Dataset entries —
•••
PR #2209, opened 2025-07-30
Drop release attestations for Jazzband upload

webknjaz:
This patch cleans up the attestation files that the first `pypi-publish` invocation leaves on disk so that the following one would not attempt uploading them to the private package index of Jazzband as it might not support such uploads just yet.

##### Contributor checklist

##### Maintainer checklist

### DIFF
--- a/.github/workflows/release.yml
+++ b/.github/workflows/release.yml
@@ -139,6 +139,8 @@ jobs:
           Publish v${{ github.ref_name }} to PyPI
           🔏
         uses: pypa/gh-action-pypi-publish@release/v1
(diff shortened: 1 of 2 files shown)


webknjaz:
I'm 99% sure it doesn't. I think it's not even devpi but a flask app or something like that.
Though, the thing is that internal validation in `pypi-publish` will fail if attestation files are on disk already. It's meant to be called from a dedicated job, not twice. This hack will unblock us. But maybe eventually, when I get to making a reusable workflow (and it's supported), we'll just migrate everything to that.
•••
TASK GOAL — The expected output is the run of lines from the one holding "--- a/.github/workflows/release.yml" to the last line of the entries above, each reproduced character for character.

YOUR SOLUTION —
--- a/.github/workflows/release.yml
+++ b/.github/workflows/release.yml
@@ -139,6 +139,8 @@ jobs:
           Publish v${{ github.ref_name }} to PyPI
           🔏
         uses: pypa/gh-action-pypi-publish@release/v1
(diff shortened: 1 of 2 files shown)


webknjaz:
I'm 99% sure it doesn't. I think it's not even devpi but a flask app or something like that.
Though, the thing is that internal validation in `pypi-publish` will fail if attestation files are on disk already. It's meant to be called from a dedicated job, not twice. This hack will unblock us. But maybe eventually, when I get to making a reusable workflow (and it's supported), we'll just migrate everything to that.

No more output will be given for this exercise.